Portrait de la jeune fille en feu: recensione del film di Céline Sciamma in concorso al Festival di Cannes 2019
Un mélo teorico e raggelato, un manifesto lesbo femminista non privo di interesse ma troppo bloccato dal suo essere testardamente teorema.
Per una volta, partiamo dalla cosa che interessa più di tutte a molti di voi che leggete, e che interessa pochissimo a me che scrivo: le stelle. Le stelle di Portrait de la jeune fille en feu sono tre, perché in assoluto - e nel particolare del concorso di Cannes dove il film è stato presentato - sarebbe ingiusto scendere sotto alla soglia della sufficienza.
Ma il nuovo film di Céline Sciamma, che pure ha un paio di momenti decisamente riusciti, è anche un film che ha sollevato in me più di una perplessità e di un moto d’irritazione.
È un melodramma, Portrait de la jeune fille en feu. Un melodramma algidissimo, dove il fuoco cui fa riferimento il titolo non è certo un falò o un rogo, ma una fiamma debole e languida come quella dei camini del film, che scalda lentamente e passioni delle sue protagoniste e le lascia a sobbollire senza mai farle debordare davvero da un racconto studiatissimo e fin troppo perfettamente bilanciato nell’uso dei suoi riferimenti letterari espliciti e impliciti: dai miti di greci, alle sorelle Brontë.
Passioni contenute da inquadrature studiatissime e geometriche, che accompagnano tutti i riferimenti al guardare e all’essere guardati, al campo e al controcampo: elementi fondanti del film della Sciamma, che in fondo parla della scoperta di sé stessi che avviene attraverso lo sguardo dell’altro
La ragazza “a fuoco” è Adèle Haenel, tirata fuori dal convento da mamma Valeria Golino e spedita in una grande casa sulla costa della Bretagna, dove una pittrice coetanea (Noémie Merlant) deve ritrarla. Ma di nascosto, perché il ritratto è destinato al futuro sposo milanese della giovane, che non vuole né sposarsi con uno sconosciuto né andare a vivere a Milano. Così, mentre l’una scruta l’altra, e viceversa, e mentre gli altarini cadono, cresce l’attrazione tra le due, tra passeggiate, silenzi, sessioni di ritratto, e una festa campestre notturna che è uno dei momenti forti e riusciti (anche registicamente e non solo dal punto di vista emotivo) del film, da cui è tratta l’immagine chiave per il titolo del film. Una crescita lente e progressiva, che avviene isolata nello spazio e nel tempo in maniera quasi laboratoriale, in un film pieno di fucili che spareranno solo molto tempo dopo, e piazzati ad hoc dalla regista.

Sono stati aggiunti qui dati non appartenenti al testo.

PR #525, opened 2015-03-17
Regenerated and test solution (VS2005)

arstrube:
Project files and solution for VS2005.

I imported the new VC98 workspace into VS2005.

I also imported this solution into VS2008, which compiled and ran successfully.The same is true of VS2010. 

In the interest of less maintenance, I was wondering whether we should maybe drop the xx_VS2008 (and possibly _VS201x) files and provide xx_VS2005 only instead. 

What does everybody think about that? The only snag is that we would need a relatively ancient copy of VS around for maintenance. I am willing to do that (and relatively unwilling to set up a VM running VS2008/10 on my Mac). 

Looking at the diff for the converted vcxproj's, it seems that it contains quite a bit of redundant stuff, but it works.

### DIFF
--- a/CppUTest.sln
+++ b/CppUTest.sln
@@ -1,0 +1,29 @@
+﻿
+Microsoft Visual Studio Solution File, Format Version 9.00
+# Visual C++ Express 2005
+Project("{8BC9CEB8-8B4A-11D0-8D11-00A0C91BC942}") = "AllTests", "tests\AllTests.vcproj", "{E66A12BB-1E17-4CFE-A358-9E0FA85E0F15}"
+	ProjectSection(ProjectDependencies) = postProject
+		{EC28C821-4AB8-458F-A821-C6E65607B781} = {EC28C821-4AB8-458F-A821-C6E65607B781}
+	EndProjectSection
+EndProject
+Project("{8BC9CEB8-8B4A-11D0-8D11-00A0C91BC942}") = "CppUTest", "CppUTest.vcproj", "{EC28C821-4AB8-458F-A821-C6E65607B781}"
+EndProject
+Global
+	GlobalSection(SolutionConfigurationPlatforms) = preSolution
+		Debug|Win32 = Debug|Win32
+		Release|Win32 = Release|Win32
+	EndGlobalSection
+	GlobalSection(ProjectConfigurationPlatforms) = postSolution
+		{E66A12BB-1E17-4CFE-A358-9E0FA85E0F15}.Debug|Win32.ActiveCfg = Debug|Win32
+		{E66A12BB-1E17-4CFE-A358-9E0FA85E0F15}.Debug|Win32.Build.0 = Debug|Win32
+		{E66A12BB-1E17-4CFE-A358-9E0FA85E0F15}.Release|Win32.ActiveCfg = Release|Win32
+		{E66A12BB-1E17-4CFE-A358-9E0FA85E0F15}.Release|Win32.Build.0 = Release|Win32
+		{EC28C821-4AB8-458F-A821-C6E65607B781}.Debug|Win32.ActiveCfg = Debug|Win32
+		{EC28C821-4AB8-458F-A821-C6E65607B781}.Debug|Win32.Build.0 = Debug|Win32
+		{EC28C821-4AB8-458F-A821-C6E65607B781}.Release|Win32.ActiveCfg = Release|Win32
+		{EC28C821-4AB8-458F-A821-C6E65607B781}.Release|Win32.Build.0 = Release|Win32
+	EndGlobalSection
+	GlobalSection(SolutionProperties) = preSolution
+		HideSolutionNode = FALSE
+	EndGlobalSection
+EndGlobal
--- a/CppUTest.vcproj
+++ b/CppUTest.vcproj
@@ -1,10 +1,9 @@
 <?xml version="1.0" encoding="Windows-1252"?>
 <VisualStudioProject
 	ProjectType="Visual C++"
-	Version="9.00"
+	Version="8,00"
 	Name="CppUTest"
-	ProjectGUID="{F468F539-27BD-468E-BE64-DDE641400B51}"
-	TargetFrameworkVersion="0"
+	ProjectGUID="{EC28C821-4AB8-458F-A821-C6E65607B781}"
 	>
 	<Platforms>
 		<Platform
@@ -26,7 +25,6 @@
 			>
 			<Tool
 				Name="VCPreBuildEventTool"
-				CommandLine=""
 			/>
 			<Tool
 				Name="VCCustomBuildTool"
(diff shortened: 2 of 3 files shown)


arstrube:
The diff of the converted VS2008 vcproj is quite clean; basically only version info is chanted when imported.

Andne:
I agree with the thought of less maintenance, and all of the different project files does feel a bit cluttered to me as well.  However, I wonder a bit if it would put people off to only appear to be supporting a 10 year old version of Visual Studio.  My other concern is that occasionally there are some oddities around specific versions of Visual C++ where functions have been deprecated or warnings added, so if the project files are only checked against an old compiler, these things may not be caught.  Granted, I'm not sure how often the project files are being checked lately anyways, but that may be helped if I can ever get AppVeyor running like I started to.  Which apparently AppVeyor doesn't support 2005, only 2008 and newer.

That said, in my fork I don't actually use the project files as they currently are in the directory tree, I wanted to match the library file structure that CMake and autotools generate, so I redid the project files to split CppUTest from CppUTestExt.  Makes my merges a bit messier and I use cherry-pick a lot to create pull requests, but seems to be functional otherwise.

arstrube:
Yes, I know.... I was put off myself initially...

Interestingly, the macro for "safe" functions was needed / useful in VS2005 also. I found no issue with VS2010 at all, using the converted VS2005 files. 

Talk about VS98 - it is 17 years old :D

As for Cmake, I was disappointed to find that all it does is create Visual Studio projects, not makefiles. So I still need the IDE to convert it to makefiles, which in my opinion is slightly pointless...

On the other hand, Cmake will currently create any version of VS projects....

Pros and Cons of Cmake:
+ No clutter of VS projects
+ Easiest to maintain? (maybe the opposite -- see below)
– Force VS users to take an extra step building
– Force VS users to install an extra piece of software
– The Cmake version produces pretty odd (mostly useless) "standard" build targets
– I ran cmake for VS2008 and ended up with a lot of build errors
? How does one tell cmake to define a variable for VS6 but not for any of the others?
   (STDC_WANT_SECURE_LIB)

All in all, as a VS user I guess I'd rather import an "ancient" solution and see it working out of the box. I'm not sure though if this approach works with 2013, or whether it will "always" work in the future.

arstrube:
As for Appveyor – no need to "support" VS2005, but, could the conversion of the old solution be made an integral step of the build process? It seems a bit bothersome to supply two versions of .sln / .vproj which are *almost* identical.

arstrube:
As for the library structure, I have often wondered why the VS projects are so different. But then, they have always been that way...

arstrube:
@Andne - I added STDC_WANT_SECURE_LIB to the defines, which allowed me to build it. I changed the call to ctest so it uses -V rather than --force-new-ctest-process in order to get more reasonable output.

If we wanted to use this, some more work would have to go into it, in my opinion:
+ add STDC_WANT_SECURE_LIB but not to VC6
+ get ctest to run so at least the dots for the tests are shown
+ find some way to use the CppUTest -v option, when desired.

basvodde:
I guess VS users need to use the project to build CppUTest or is there some kind of package manager? If there is not (which I suspect), then I guess it will be better to maintain all these files :(

Andne:
Oddly, I don't think I've added STDC_WANT_SECURE_LIB to my projects since I pulled those files, yet they still build fine, hm... I need to investigate that, maybe I should double-check my warnings settings...

I'd have to see how passing an old project file to a slightly newer version of vcbuild works out.  Off the top of my head, I'd assume that passing it to VS2008 shouldn't be too bad, I'd worry a bit more about passing it to VS2010 or newer since the project file gets rewritten completely.  I think I saw something about that once, but don't remember any more.

I thought that one of the CMake outputs was nmake files, which should be able to call VC6 I would think.

There's a helper file for CMake I remember seeing once - FindCXX11.cmake - that appears to run an executable to detect certain things about the compiler.  Could something like that be used to determine if a given version of Visual C++ was being used?

My biggest problem with CMake has been with the set of projects it generates, it's just always felt like it generates a bunch of extra projects that served no purpose and made it harder to use.  Also, I know how to do a fair amount in msbuild and it seems like the way CMake works means that you can't take advantage of any of those capabilities and even if you do change the project files in Visual Studio, those changes just get lost anyways, so why even bother with having the project files in the first place?

I think we may be going a bit off topic here, maybe this discussion should move to a separate issue?

Andne:
@basvodde Newer versions of visual studio (2010+ I think, I know 2012+) have support for NuGet, which while it isn't perfect when it comes to working with native projects, is capable of being made to work at least.  There are some issues with Visual C++ and native code around release/debug runtimes, debug information format and one or two other options, but those can usually be handled through one mechanism or another.

basvodde:
Is there a CppuTest nuget package available?

Andne:
I was working on one, but was trying to use a feature of NuGet 3.0 that isn't actually ready yet, so not at the moment, no.  If I quite messing with the prerelease version identifier / continuous delivery idea, it wouldn't take much to create one.

Here's where I have my builds running, the nuget build is still broken, but it does build libraries for every version of Visual C++ from 2008-2013.  https://home.andne.net/TeamCity  Guest logins should work properly.

basvodde:
Nice, does it build from github main cpputest repository?

Andne:
No, it builds from the master branch of my fork.  The code files are a match to cpputest/cpputest, but I modified the project files so that I didn't have to figure out the build for each version of Visual C++, instead it has one set of project files that can build against any version (relies on some functionality that only exists with .vcxproj files, 2010 has the files with it to still use 2008's compiler if it is installed)

basvodde:
Ok, too bad :(

arstrube:
@Andne - the supplied projects don't have warnings as errors, therefore they should compile (though grudgingly ;-). cmake sets warnings as errors, therefore, the resulting project (CppUTest) doesn't compile with the current head unless you define STDC_WANT_SECURE_LIB .

> Oddly, I don't think I've added STDC_WANT_SECURE_LIB to my projects since I pulled those files, yet they still build fine, hm... I need to investigate that, maybe I should double-check my warnings settings...

arstrube:
@Andne - would you mind pulling this branch of my fork and see what happens when you load the sln into newer versions of VS, like 2010 and later? As far as I could see, 2010 worked fine except for some redundancy (it put a lot of entries with each source file that serve no purpose, as far as I can see.

My suggestion would be to make the 'normal' SLN VS2005 (not label it as such). Users wold notice they have to convert it, but it does so with no hitch up to VS2008. We can keep the _201x.sln in addition. So we'd have only two sets of solution/project files.

As for VC98, it would be nice to get rid of the .mak / .dep files, because they can always be regenerated from the project. But then, it's no big deal maintaining them, either.

Andne:
I pulled the project into VS2012, and it seems to mostly work.  There are some warnings, mostly about no-longer-supported tools (which aren't used anyways), and one about TargetPath not matching the librarian tool's output path.  It doesn't cause an issue that I can see, but it shows up during every build.

Looks like a few code files are missing from AllTests, I only had 647 tests with 643 of them running.

I looked at the generated project file, it seems pretty clean in the file list, it's just the compiler and linker settings are specifying a lot of intermediate and output files instead of using the default values that are identical.  I think we may be able to sort out some of those settings and possibly the TargetPath warning if the project settings regarding output were a little more structured in the first place.  Instead of relying on the copy build step, why not output directly to the lib folder to start with?  I'm not sure where CMake outputs to, but does it use Debug and Release the same as visual studio by default, or is there another folder we can mimic the behavior of instead?

arstrube:
Yeah - never thought of it but yes, 647 tests is a lot less than 714 for my standard automake gcc build. I did my best to get hold of all test files. Some will not compile because memory leak warnings are disabled.

arstrube:
In VC6, the best I can get is 687 test. So I must have missed last time when I brute-force added them....

arstrube:
I need to remove the disabling of memory leak protection in the VS2005 project. Then it will be 722 tests.

Also, I need to fix the invalid allocation size, because it needs to be a little less for MSC or it will throw rather than letting CppUTest handle it...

Sarà anche raggelato, e declinato in chiave lesbo-femminista (con tanto di sottotrama legata a una servetta incinta che le due protagoniste aiutano ad abortire tra una notte d’amore e l’altra, in un panorama dove gli uomini sono più che virtualmente assenti), ma sempre di melodramma, però, si tratta.
E allora il finale deve essere tragico, sebbene trattenuto. Reso solo un po’ più morbido dall’inevitabile rispecchiamento nella realtà della storia dei ragionamenti fatti dalle due amanti sul mito di Orfeo e Euridice, e dall’uso non propriamente sottile di un richiamo musicale vivaldiano (il terzo movimento dell’Estate), legato all’alba del rapporto tra le protagoniste.
Al netto di un paio di scene più che discutibili (l’aborto praticato mentre un neonato gattona sullo stesso letto; una sessione di autoritratto nudo e disteso, con lo specchio in cui la pittrice si guarda piazzato ad altezza pube della sua innamorata), Portrait de la jeune fille en feu trova però il suo più grande limite nel non riuscire a scrollarsi di dosso tutto l’impianto intellettuale e formale che la Céline Sciamma (magari una brava regista, ma non una grande regista) ha studiato a tavolino. Per dar prova dei suoi studi e delle sue capacità, oltre che delle sue posizioni politiche sui generi.
Così facendo, di quell’impianto rimane prigioniero: perché va bene l’algidità, e passi anche il teorema; ma la frigidità, quella, è un’altra cosa.